• _Data to examine_
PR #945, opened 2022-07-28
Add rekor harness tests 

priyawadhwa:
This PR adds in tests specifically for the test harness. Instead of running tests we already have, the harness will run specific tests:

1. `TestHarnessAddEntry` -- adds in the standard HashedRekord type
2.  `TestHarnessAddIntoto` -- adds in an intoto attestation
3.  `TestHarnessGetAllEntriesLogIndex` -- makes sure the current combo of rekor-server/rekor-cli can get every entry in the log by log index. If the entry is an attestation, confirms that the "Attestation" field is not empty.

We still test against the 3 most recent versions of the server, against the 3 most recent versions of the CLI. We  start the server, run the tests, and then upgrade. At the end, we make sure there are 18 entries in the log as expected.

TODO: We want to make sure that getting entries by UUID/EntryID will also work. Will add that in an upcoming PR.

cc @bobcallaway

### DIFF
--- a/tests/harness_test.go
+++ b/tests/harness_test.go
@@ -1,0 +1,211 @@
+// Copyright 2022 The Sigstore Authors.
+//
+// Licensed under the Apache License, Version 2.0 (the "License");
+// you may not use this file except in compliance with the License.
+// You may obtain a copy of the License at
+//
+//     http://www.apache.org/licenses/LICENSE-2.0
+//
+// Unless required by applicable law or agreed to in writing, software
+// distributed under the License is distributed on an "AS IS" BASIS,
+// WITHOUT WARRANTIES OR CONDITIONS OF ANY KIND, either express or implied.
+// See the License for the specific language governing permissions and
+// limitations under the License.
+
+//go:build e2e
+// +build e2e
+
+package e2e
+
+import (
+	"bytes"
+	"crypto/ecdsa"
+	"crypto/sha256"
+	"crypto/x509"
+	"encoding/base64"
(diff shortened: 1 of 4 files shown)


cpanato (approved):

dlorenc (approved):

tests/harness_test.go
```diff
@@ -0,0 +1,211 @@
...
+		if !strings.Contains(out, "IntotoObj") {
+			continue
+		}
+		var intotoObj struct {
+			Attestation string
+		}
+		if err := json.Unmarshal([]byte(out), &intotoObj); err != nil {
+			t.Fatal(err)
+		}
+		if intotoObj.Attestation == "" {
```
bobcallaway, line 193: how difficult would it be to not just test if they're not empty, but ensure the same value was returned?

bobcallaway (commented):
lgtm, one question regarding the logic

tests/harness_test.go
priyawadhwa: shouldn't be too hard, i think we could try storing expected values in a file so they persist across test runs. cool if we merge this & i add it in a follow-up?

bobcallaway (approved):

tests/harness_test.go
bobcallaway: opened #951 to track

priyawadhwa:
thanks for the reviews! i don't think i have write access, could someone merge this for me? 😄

...

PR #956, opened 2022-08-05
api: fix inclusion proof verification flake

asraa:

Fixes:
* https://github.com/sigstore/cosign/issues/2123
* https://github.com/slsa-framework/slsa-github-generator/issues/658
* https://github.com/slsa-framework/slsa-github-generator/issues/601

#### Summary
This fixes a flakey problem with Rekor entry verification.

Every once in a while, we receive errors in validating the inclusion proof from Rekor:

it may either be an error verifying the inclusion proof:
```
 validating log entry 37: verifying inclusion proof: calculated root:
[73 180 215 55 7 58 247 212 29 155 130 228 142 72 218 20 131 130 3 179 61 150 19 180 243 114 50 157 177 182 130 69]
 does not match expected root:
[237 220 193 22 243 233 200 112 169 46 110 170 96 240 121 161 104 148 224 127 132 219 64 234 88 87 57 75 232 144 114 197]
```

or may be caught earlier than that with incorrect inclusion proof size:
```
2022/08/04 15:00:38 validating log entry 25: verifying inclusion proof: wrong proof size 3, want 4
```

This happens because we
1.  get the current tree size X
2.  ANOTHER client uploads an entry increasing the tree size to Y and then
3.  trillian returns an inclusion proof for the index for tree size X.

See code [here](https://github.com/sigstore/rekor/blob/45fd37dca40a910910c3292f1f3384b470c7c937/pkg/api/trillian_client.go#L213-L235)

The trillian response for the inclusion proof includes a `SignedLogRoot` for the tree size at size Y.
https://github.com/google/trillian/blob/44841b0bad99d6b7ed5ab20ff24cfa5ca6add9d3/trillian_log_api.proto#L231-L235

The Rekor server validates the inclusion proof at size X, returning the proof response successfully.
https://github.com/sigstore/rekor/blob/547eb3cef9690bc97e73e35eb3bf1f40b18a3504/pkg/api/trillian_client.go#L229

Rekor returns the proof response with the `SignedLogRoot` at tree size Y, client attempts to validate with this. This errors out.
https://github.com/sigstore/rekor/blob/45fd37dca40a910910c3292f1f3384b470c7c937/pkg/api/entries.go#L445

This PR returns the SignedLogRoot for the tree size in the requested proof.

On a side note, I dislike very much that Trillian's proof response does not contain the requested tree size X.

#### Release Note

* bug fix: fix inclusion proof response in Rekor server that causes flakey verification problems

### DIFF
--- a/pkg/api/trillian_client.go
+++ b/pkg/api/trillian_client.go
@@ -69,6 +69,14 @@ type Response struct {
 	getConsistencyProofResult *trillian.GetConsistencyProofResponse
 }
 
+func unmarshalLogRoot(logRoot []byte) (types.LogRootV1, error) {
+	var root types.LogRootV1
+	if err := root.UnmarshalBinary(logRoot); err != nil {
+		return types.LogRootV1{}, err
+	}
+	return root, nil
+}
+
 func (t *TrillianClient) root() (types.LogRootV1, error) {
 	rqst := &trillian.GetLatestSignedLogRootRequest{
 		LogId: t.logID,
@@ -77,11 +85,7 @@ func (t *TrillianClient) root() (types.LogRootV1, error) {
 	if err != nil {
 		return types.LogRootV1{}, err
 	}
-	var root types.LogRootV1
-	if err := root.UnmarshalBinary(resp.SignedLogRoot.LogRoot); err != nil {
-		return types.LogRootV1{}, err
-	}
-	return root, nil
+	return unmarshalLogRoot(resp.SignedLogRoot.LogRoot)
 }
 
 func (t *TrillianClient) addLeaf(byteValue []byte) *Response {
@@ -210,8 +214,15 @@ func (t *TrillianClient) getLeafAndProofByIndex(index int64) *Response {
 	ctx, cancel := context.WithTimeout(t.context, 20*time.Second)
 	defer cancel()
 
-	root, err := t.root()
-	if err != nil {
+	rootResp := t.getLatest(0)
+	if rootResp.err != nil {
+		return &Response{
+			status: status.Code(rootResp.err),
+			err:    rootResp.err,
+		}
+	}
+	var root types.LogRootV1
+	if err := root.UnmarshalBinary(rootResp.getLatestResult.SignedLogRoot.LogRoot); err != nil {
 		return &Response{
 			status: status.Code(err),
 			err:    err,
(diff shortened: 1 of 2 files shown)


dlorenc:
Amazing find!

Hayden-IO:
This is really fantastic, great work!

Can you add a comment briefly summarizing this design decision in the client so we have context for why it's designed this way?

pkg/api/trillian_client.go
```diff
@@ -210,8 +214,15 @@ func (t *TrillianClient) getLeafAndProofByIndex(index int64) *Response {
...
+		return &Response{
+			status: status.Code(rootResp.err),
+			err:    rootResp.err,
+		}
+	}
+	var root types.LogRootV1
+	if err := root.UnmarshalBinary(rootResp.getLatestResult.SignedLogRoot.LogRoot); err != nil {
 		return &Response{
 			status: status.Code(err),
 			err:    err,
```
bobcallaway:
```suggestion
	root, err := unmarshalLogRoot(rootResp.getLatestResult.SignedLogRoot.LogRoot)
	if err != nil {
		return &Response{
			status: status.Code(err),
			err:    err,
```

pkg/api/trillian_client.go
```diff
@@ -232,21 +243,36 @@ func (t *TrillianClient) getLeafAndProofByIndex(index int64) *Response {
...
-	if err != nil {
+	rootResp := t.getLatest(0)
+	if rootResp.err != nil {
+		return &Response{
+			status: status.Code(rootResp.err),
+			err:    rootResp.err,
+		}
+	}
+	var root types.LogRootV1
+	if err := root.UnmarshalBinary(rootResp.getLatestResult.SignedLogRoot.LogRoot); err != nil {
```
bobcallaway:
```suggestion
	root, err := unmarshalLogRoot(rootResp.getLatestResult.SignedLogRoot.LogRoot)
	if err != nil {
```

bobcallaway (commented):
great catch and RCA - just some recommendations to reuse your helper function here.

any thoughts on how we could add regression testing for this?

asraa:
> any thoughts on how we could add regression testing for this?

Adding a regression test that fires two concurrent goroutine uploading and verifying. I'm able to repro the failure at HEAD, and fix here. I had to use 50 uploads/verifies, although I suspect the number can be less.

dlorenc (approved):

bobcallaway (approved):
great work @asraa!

• _Problem description_
From the data above, output only the lines between the line containing "the License at" and the line containing "governing permissions and", inclusive, exactly as written.

• _Solution to this task_
+// You may obtain a copy of the License at
+//
+//     http://www.apache.org/licenses/LICENSE-2.0
+//
+// Unless required by applicable law or agreed to in writing, software
+// distributed under the License is distributed on an "AS IS" BASIS,
+// WITHOUT WARRANTIES OR CONDITIONS OF ANY KIND, either express or implied.
+// See the License for the specific language governing permissions and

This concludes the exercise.